Extract all lines in the data that contain the word "Loader".

Collected data
Start of Block
PR #1461, opened 2021-03-16
Server-Side Request Forgery

do-io:
https://www.npmjs.com/advisories/1594


hjvedvik:
Thanks, @do-io. Can you do these updates in the `master` branch instead? :)

PR #1465, opened 2021-03-24
Fix to Update CSS Loader to ^5.1.2

jvelez5239:
Updated CSS Loader to ^5.1.2 in order to suffice for other packages that require newer versions of this package


hjvedvik:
End of Block
SOLUTION BELOW —
Fix to Update CSS Loader to ^5.1.2
Updated CSS Loader to ^5.1.2 in order to suffice for other packages that require newer versions of this package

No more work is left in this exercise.